Chalfin and McCrary take another approach. I always assumed that the reason standard (OLS) techniques do not pick up an effect of police on crime was reverse causality, places with a lot of crime also have a lot of police. Chalfin and McCrary argue that an even more serious problem may have been measurement error. The usual measure of police is produced by the FBI and the Uniform Crime Reports. CM find another measure produced by the Annual Survey of Governments. The two measures are close enough in levels but the relationship is surprisingly weak when looking at growth rates. Although we can’t say which measure is correct (or if either are correct) just knowing that they are different tells us that measurement error is important and measurement error will bias results downward (i.e. away from showing a significant effect of police on crime.) Moreover, if you know that measurement error exists it’s also possible to correct for it (surprisingly one can do this even without knowing the truth!) and when CM do this they find large and significant effects of police on crime, very much in line with earlier results.
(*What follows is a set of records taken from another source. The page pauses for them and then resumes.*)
Issue #2116, opened 2026-08-04
Captured-log byte budget is check-then-add, so one entry can exceed it by any amount


louistrue:
## Summary

`packages/sandbox/src/bridge.ts` caps captured console output at `MAX_TOTAL_BYTES = 4 * 1024 * 1024`, but the budget is checked **before** an entry is added and never **against** it. One oversized entry is therefore retained in full, and the ceiling is exceeded by whatever that entry happens to weigh.

```js
if (logs.length >= MAX_LOG_ENTRIES || totalBytes >= MAX_TOTAL_BYTES) {
  truncated = true;
  logs.push({ level: 'warn', args: [TRUNCATION_MARKER], timestamp: Date.now() });
  return;
}
// ...
totalBytes += entryBytes;   // <- can push totalBytes arbitrarily past the cap
logs.push({ level, args: entryArgs, timestamp: Date.now() });
```

## Reproduction

A single `console.log`, no loop, against the 4 MB budget:

```js
const payload = "x".repeat(40 * 1024 * 1024);
console.log(payload);
```

```
entries retained : 1
chars retained   : 41943040
budget (bytes)   : 4194304
overshoot factor : 10.0x
```

40 MB was an arbitrary choice — the overshoot is bounded only by what the script passes, so 400 MB gives 100x. For a sandbox whose purpose is containing untrusted code, the bound not being a bound is the part that matters.

## Not a regression

This predates #2096 and #2087. The existing test `charges serializable entries exactly as before and truncates on the same entry` documents the same property honestly for the small case: four entries reach 4194320 against a 4194304 budget, so the limit is already exceeded by 16 bytes by design before the fifth call truncates. #2096 neither introduced nor widened it, which is why it was left out of that PR.

## Suggested fix

Check the entry against the remaining budget rather than only the running total:

```js
if (totalBytes + entryBytes > MAX_TOTAL_BYTES) { /* truncate before pushing */ }
```

This is a deliberate behaviour change, not a pure bug fix: entries that currently land would start being dropped, and `charges serializable entries exactly as before and truncates on the same entry` would need updating with intent (it currently exists to prove the boundary did *not* move). Truncating the oversized entry rather than discarding it whole is worth considering, so a single large log still shows its head.

## Related

Found while reviewing #2096; CodeRabbit raised the same shape there and it was deferred here rather than folded into a scoped PR. Same family as #2104 — a bound or a scale that silently does not mean what its name says.

BIMvoice:
[...]

PR #2118, opened 2026-08-04
fix(sandbox): make the captured-log byte budget a real ceiling

### LINKED ISSUE #2117: Sandbox log budget is checked before an entry is added, so one oversized log call blows the 4MB ceiling
Split out of #2096 review, where @louistrue found and measured it. Filing so the probe survives that PR merging — he offered to open it and I am doing so with his data rather than making him repeat the work.

## What happens

`buildConsole` checks the budget *before* adding an entry, never against it:

```js
if (logs.length >= MAX_LOG_ENTRIES || totalBytes >= MAX_TOTAL_BYTES) { truncated = true; ... return; }
```

So the entry that crosses the ceiling is retained **in full**, and the overshoot is bounded only by what the script chooses to pass. One `console.log`, no loop:

```
PROBE entries retained : 1
PROBE chars retained   : 41943040
PROBE budget (bytes)   : 4194304
PROBE overshoot factor : 10.0x
```

A 40 MB payload gives 10x; 400 MB gives 100x. For a sandbox whose whole purpose is running untrusted code, "the cap is advisory and the script picks the real number" is the part that matters.

## Not introduced by #2096, and deliberately not fixed there

`main` already has the check-then-add shape. #2096 is about unsizeable arguments being retained for free (#2087) — it neither introduces nor widens this. The existing test comment states the property honestly: four entries reach 4194320 against a 4194304 budget, so the limit is already exceeded by 16 bytes by design before the fifth call truncates.

Worth recording why it was kept out of that PR: one of the bot findings there asked for the `charges serializable entries exactly as before and truncates on the same entry` test to be rewritten so the fourth entry truncates. That test exists precisely to prove #2096 did **not** move the boundary, which is what makes it safe to review — rewriting it to assert new behaviour would delete the evidence and fold an unrelated fix into a scoped PR.

## Suggested fix

Make the check `totalBytes + entryBytes > MAX_TOTAL_BYTES` and truncate **before** pushing, so the ceiling is a ceiling.

This is a **deliberate behaviour change**: entries that currently land would start being dropped, including in the existing boundary test (four full entries then truncation would become three, or the fourth would be replaced by the marker). That is the intended effect, but it means the change needs its own PR and its own updated expectations rather than riding along with a scoped fix.

## Related looseness, same one-line shape

Two measurement gaps in the same area, both worth closing with the fix:

- **The magnitude of the fallback charge** was unpinned until [`ba42fd32`](https://github.com/LTplus-AG/ifc-lite/pull/2096) — a 10-million-fold overcharge in `retainSizeableArgs` left the whole suite green, because the exact-charge test drives the happy path and that function only runs after `JSON.stringify` has already thrown. Now covered in both directions.
- **`String.length` counts UTF-16 code units, not bytes**, so the budget under-counts UTF-8 by ~133% for CJK text (`JSON.stringify(['日本語のログ出力'])` → `length` 12, `Buffer.byteLength` 28). The code says "approximate host cost", which is honest — but if this issue's fix makes the ceiling a real ceiling, it is worth deciding at the same time whether the unit should become bytes (`TextEncoder`/`Buffer.byteLength`) rather than code units. A hard cap measured in the wrong unit is a hard cap in the wrong place.

Neither is urgent on its own; both are cheap to fold into a change that is already touching this arithmetic.

BIMvoice:
Closes #2117

## The defect

`buildConsole` in `packages/sandbox/src/bridge.ts` checked `totalBytes >= MAX_TOTAL_BYTES` *before* the entry about to be added was sized, never against it. So `totalBytes` started at 0 (`< MAX_TOTAL_BYTES`) and a single oversized argument — e.g. one `console.log` of a 40 MB string — was retained in full. The check only caught up on the *next* call, by which point the overshoot was already on the host heap and bounded only by whatever the untrusted script chose to log (measured: 10x overshoot at 40 MB, 100x at 400 MB, per the issue's probe data).

## The fix

Size the entry first, then check `totalBytes + entryBytes > MAX_TOTAL_BYTES` *before* pushing it. An entry that would cross the ceiling is refused (replaced by the truncation marker) instead of retained, so the 4 MB budget is an actual ceiling rather than advisory.

The entry-count cap (1000 entries) is unchanged — it increments by exactly one per call, so its overshoot was already bounded to a single entry and doesn't have the same unbounded shape.

## The boundary moved — deliberately

The existing test `charges serializable entries exactly as before and truncates on the same entry` pinned the *old* boundary honestly: 4 full 1 MB entries (4 × 1048580 = 4,194,320 bytes) landed against the 4,194,304-byte budget — 16 bytes over by design — before the 5th call truncated.

Under the new check, walking the running total entry by entry:
- entry 1: `0 + 1048580 = 1048580 <= 4194304` → pushed
- entry 2: `1048580 + 1048580 = 2097160 <= 4194304` → pushed
- entry 3: `2097160 + 1048580 = 3145740 <= 4194304` → pushed
- entry 4: `3145740 + 1048580 = 4194320 > 4194304` → **refused**, truncation marker pushed instead

So only 3 full entries land (3,145,740 bytes), followed by the marker — `result.logs` has length 4, not 5. Updated that test (and the analogous boundary assertions in `log-budget-reset.test.ts`) with the derivation in a comment, not just the new numbers.

Also added a new test, `refuses a single entry that would overshoot the byte ceiling, rather than retaining it in full`, which is the direct regression test for the issue: one 5 MB `console.log` argument must be refused outright (not retained), and cumulative retained bytes must stay under the 4 MiB budget.

## Byte-unit question (evaluated, not changed)

The issue also asked to evaluate switching from `String.length` (UTF-16 code units) to real UTF-8 byte counting (`TextEncoder().encode(str).length`, not `Buffer.byteLength` — this runs in browsers too), since code units undercount multi-byte UTF-8 by up to ~133% for e.g. CJK.

Measured `.length` vs `new TextEncoder().encode(str).length` on 1 MB / 10 MB ASCII strings: the encode call was roughly 1000–2000x slower, because it allocates a new buffer proportional to the string being measured. That cost would land on *every* captured log call, including the adversarial ones this cap exists to cheaply reject — sizing a 40 MB adversarial string would itself allocate tens of MB of scratch buffer before the entry is even refused. Left as code-unit counting for now; documented the tradeoff in a comment above `MAX_TOTAL_BYTES` in `bridge.ts` so the gap is recorded rather than silent.

## Testing

- RED: new regression test written first, failed against unfixed code (full 5 MB string retained instead of the truncation marker).
- GREEN: `packages/sandbox` full suite — 11 files / 69 tests passing (baseline before this change: 68 tests).
- `pnpm exec tsc --noEmit` in `packages/sandbox`: clean.
- Mutation test: reverted the pre-push byte check back to the old check-before-add shape via an exact-substring Python replacement (verified `n == 1`), re-ran the suite — 5 failures (the new regression test, the updated boundary test, and 3 in `log-budget-reset.test.ts`), confirming the tests actually pin this fix. Restored the fixed file by copy (not `git checkout --`), suite green again.

## Changeset

`.changeset/sandbox-log-budget-ceiling.md` — patch bump for `@ifc-lite/sandbox`, states the behavior change plainly: a script logging one very large payload now sees truncation on that call rather than after it.

### DIFF
--- a/.changeset/sandbox-log-budget-ceiling.md
+++ b/.changeset/sandbox-log-budget-ceiling.md
@@ -1,0 +1,11 @@
+---
+"@ifc-lite/sandbox": patch
+---
+
+Make the captured-log byte budget an actual ceiling.
+
+The bridge caps captured console output by cumulative serialized size (4 MB), because `vm.dump` copies sandbox values onto the host heap, which the QuickJS memory limit does not bound. The check ran *before* an entry was sized: it compared the running total against the budget, then retained the entry unconditionally, so a single oversized argument (e.g. one `console.log` of a 40 MB string) was retained in full — the check only caught up on the next call, by which point the overshoot was already on the host heap and bounded only by whatever the script chose to log.
+
+The check now runs against the entry about to be added, before it is retained: an entry that would push the cumulative total over the 4 MB budget is refused and replaced by the truncation marker instead of being kept. This is a deliberate behavior change — a script logging one very large payload now sees truncation on that call rather than after it, and the existing boundary test's expectations moved accordingly (three full 1 MB entries plus a marker, not four).
+
+The entry-count cap (1000 entries) is unchanged: it increments by exactly one per call, so its overshoot was already bounded to a single entry and does not have the same unbounded-overshoot shape.
--- a/packages/sandbox/src/bridge-console-budget.test.ts
+++ b/packages/sandbox/src/bridge-console-budget.test.ts
@@ -107,24 +107,72 @@ describe('captured-log byte budget', () => {
     }
   });
 
+  it('refuses a single entry that would overshoot the byte ceiling, rather than retaining it in full', async () => {
+    // #2117: the budget used to be checked BEFORE the entry about to be added,
+    // never against it — so `totalBytes` started at 0 (< MAX_TOTAL_BYTES) and a
+    // single oversized argument sailed through and was retained whole, with the
+    // overshoot bounded only by whatever the script chose to log. One 5 MB
+    // string (well over the 4 MiB budget) must now be refused outright and
+    // replaced by the truncation marker, not retained.
+    const warn = vi.spyOn(console, 'warn').mockImplementation(() => {});
+    try {
+      await withSandbox(async (sandbox) => {
+        const result = await sandbox.eval(
+          'console.log("x".repeat(5 * 1024 * 1024)); 1;',
+        );
+        expect(result.value).toBe(1);
+
+        // The oversized entry must not be present at all.
+        expect(result.logs).toHaveLength(1);
+        expect(result.logs[0]).toMatchObject({ level: 'warn', args: [TRUNCATION_MARKER] });
+
+        // Whatever *is* retained must stay within the 4 MiB budget — this is
+        // the actual property under test: cumulative retained bytes must never
+        // exceed MAX_TOTAL_BYTES, no matter how large a single call's argument.
+        const retainedBytes = JSON.stringify(result.logs.flatMap((entry) => entry.args)).length;
+        expect(retainedBytes).toBeLessThan(4 * 1024 * 1024);
+      });
+    } finally {
+      warn.mockRestore();
+    }
+  });
+
   it('charges serializable entries exactly as before and truncates on the same entry', async () => {
     const warn = vi.spyOn(console, 'warn').mockImplementation(() => {});
     try {
       await withSandbox(async (sandbox) => {
         // Each entry serializes to ["x"*1048576] = 1048576 + 2 quotes +
-        // 2 brackets = 1048580 bytes. Four entries reach 4194320, just past
-        // the 4194304-byte budget, so the fifth call is the one that
-        // truncates and the fourth is not. An off-by-more-than-four-bytes
-        // change in per-entry sizing moves that boundary.
+        // 2 brackets = 1048580 bytes.
+        //
+        // #2117 deliberately moved this boundary. The OLD check-before-add
+        // code (`totalBytes >= MAX_TOTAL_BYTES`, evaluated before the entry
+        // about to be added was even sized) let a fourth full entry land:
+        // 4 x 1048580 = 4194320, which is 16 bytes OVER the 4194304 budget —
+        // the bug this issue fixed, illustrated exactly by that overshoot —
+        // and only the fifth call truncated.
+        //
+        // The NEW check (`totalBytes + entryBytes > MAX_TOTAL_BYTES`,
+        // evaluated before the entry is pushed) walks the running total entry
+        // by entry:
+        //   entry 1: totalBytes   0 + 1048580 = 1048580 <= 4194304 -> pushed
+        //   entry 2: totalBytes 1048580 + 1048580 = 2097160 <= 4194304 -> pushed
+        //   entry 3: totalBytes 2097160 + 1048580 = 3145740 <= 4194304 -> pushed
+        //   entry 4: totalBytes 3145740 + 1048580 = 4194320 >  4194304 -> REFUSED,
+        //            truncation marker pushed instead, `truncated` latches true
+        //   entries 5, 6: `truncated` is already true, eval returns immediately
+        //
+        // So only 3 full entries land (3145740 bytes retained, not 4194320 —
+        // a 4th would put the total 16 bytes over budget), followed by one
+        // truncation marker: `result.logs` has length 4, not 5.
         const result = await sandbox.eval(
           'const payload = "x".repeat(1048576);\nfor (let i = 0; i < 6; i++) console.log(payload);\n7;',
         );
         expect(result.value).toBe(7);
-        expect(result.logs).toHaveLength(5);
-        expect(result.logs.slice(0, 4).map((entry) => (entry.args[0] as string).length)).toEqual([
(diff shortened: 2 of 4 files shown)


louistrue:
Question about your draft convention, because I think we may be deadlocked on it.

You have 11 open drafts right now (#2106, #2107, #2108, #2109, #2111, #2113, #2114, #2115, #2118, #2119, #2122). Every one of them is **green with all five core CI lanes passing**, and most carry a changeset and test files. Meanwhile every PR I have merged today was opened ready-for-review, and none of the drafts has ever been converted — so if you are waiting for a signal from us to undraft, and we are treating draft as "still being worked on", nothing moves.

**Which is it?**

- If draft means *not ready, do not look yet* — fine, I will leave them alone and you flip them when you want eyes on them.
- If draft means *done, queued, tell me when you have capacity* — say so and I will start pulling from that queue directly. **You do not need to wait for us; open ready and we will review.**

For context on what bar each PR now faces, since it changes how much scrutiny to expect and where it is worth pre-empting review:

- **`rust/**` and the kernel** — the highest bar. Mutation testing, negative controls, `cargo test --no-fail-fast`, clippy. Never merged on green CI alone.
- **Published packages** (`geometry`, `export`, `parser`, `data`, `mutations`, `sandbox`) — CI green with core lanes actually present, changeset correctness, and verification of the central claim.
- **`apps/viewer`** — CI green, core lanes present, threads resolved, merged. Display-level inconsistencies become follow-up issues rather than holds (as I just did with #2121 off #2070).

One practical warning that has bitten three of your PRs today: **a `CONFLICTING` branch stops GitHub scheduling `pull_request` workflows entirely**, so the PR page shows a green rollup with every real lane simply *absent* rather than failing. #2080, #2091 and now #2105 all hit it. If you see a suspiciously small check count, merge `origin/main` first — main is moving fast today.

Answer whichever way is true and I will work to it.

BIMvoice:
**Answering the draft question: option two — done, queued, pull from it freely.** All twelve are now marked ready for review (#2106, #2107, #2108, #2109, #2111, #2113, #2114, #2115, #2118, #2119, #2122, #2123).

You diagnosed a deadlock that was entirely mine, and it was habit rather than intent: I have been passing `--draft` on every `gh pr create` as a default, not as a signal. Nothing was waiting on you. Going forward I will open ready and use draft only when I genuinely mean "not finished" — and say so in the body when I do.

Before flipping them I re-verified the two I had not personally checked, since "queued for review" is a claim about readiness and I would rather it be true:

- **#2118** — reverting the ceiling to the check-then-add form fails 5 tests across 2 files; restored, 69/69.
- **#2119** — mutating `1000 / scaleFactor` fails 6 of 15 scale tests; restored, 129/129.

Both were as reported. Everything else in the set I had already mutation-verified as it landed.

## Two things worth your eye rather than buried in a thread

**#2119 adds a fourth implementation of the world-metres → paper-mm transform.** Three already exist (`SVGExporter.computeTransform`, `sheet-types.ts:calculateDrawingTransform`, and an inline copy in `useDrawingExport.ts`). The new one is deliberately *not* a reuse: `calculateDrawingTransform` applies `fitScale = min(scaleX, scaleY, 1)`, which silently shrinks the drawing when it does not fit the viewport — right for an on-screen preview, wrong for a PDF whose entire purpose is to be measured at the scale the user picked. That is documented at the top of `pdf-scale.ts`. It is still a fourth copy, and consolidating them is the kind of drift you have flagged elsewhere, so flagging it rather than letting it pass unremarked.

**#2113 adds a public export purely as a test hook** (`probeLazPerfWasmLoad` on `@ifc-lite/pointcloud`, with a changeset). Marked `@internal`, but that is a convention, not access control. Raised on that PR; repeating it here because it is the sort of thing that is cheap to change now and expensive later.

## On the tiering and the CONFLICTING trap

Both noted, and the second has now bitten four of mine — #2080, #2091, #2105 and, earlier, #2082 in a different way. I have adopted your check: a green rollup means nothing until the five core lanes are confirmed *present*, since absence renders identically to success.

Related, on #2082 specifically: the reason nothing had been pushed there since `ee485263` is that an earlier fix of ours went to `upstream` by mistake, creating a stray branch attached to no PR while the PR head sat on the fork. It is now on `origin` at `42431f1b` and the stray is deleted, so your regression finding has an actual fix to look at.

louistrue:
Closes #2116, verified with the exact case from that issue. Merging.

| | before | after |
|---|---|---|
| `console.log("x".repeat(40MB))` retained | 41,943,040 chars | **41 chars** (the marker) |
| vs the 4 MiB budget | 10.0x over | 0.00001x |

The ceiling is now a ceiling.

Two things I want to note as done well rather than just done:

**The test asserts the property, not the example.** `retainedBytes` computed across all retained args and compared to `MAX_TOTAL_BYTES` survives someone changing the payload size or the marker text — where an assertion on "logs.length === 1" alone would not.

**The changeset states the behaviour change plainly** — a script logging one very large payload now truncates *on* that call rather than after it, and the existing boundary test moved from four full entries to three plus a marker. That test moving is the correct signal here: it exists to pin where the boundary is, so it *should* move when the boundary deliberately moves. Explaining why in the changeset is what separates that from quietly rewriting a test to match new behaviour.

Also right to leave the 1000-entry cap alone with the reasoning given — it increments by exactly one per call, so its overshoot was always bounded to a single entry and never had the unbounded shape the byte budget did.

CM also show that there is lots of variability in police numbers that is not accounted for by crime so reverse causality is not as big a problem as one might imagine.

Using a range of reasonable elasticity estimates from the new literature and a back of the envelope calculation, Klick and I argue that it would not be unreasonable to double the number of police officers in the United States. At current levels, it’s also my belief that police are much more effective than prisons at reducing crime and with far fewer of the blowback effects. Chalfin and McCrary do a more detailed cost-benefit calculation for individual cities and they also find that many cities are severely underpoliced (and some are overpoliced–the police force of Richland County, South Carolina probably does not need a tank).

Estimates of the elasticity of crime with respect to police are largely consistent across many papers which suggests that the new techniques are more credible.  The elasticity estimates are also important because their size implies that major changes in policy could improve social welfare. I see the empirical economics of crime as one of the more useful areas in economics in which substantial progress has been made in recent years.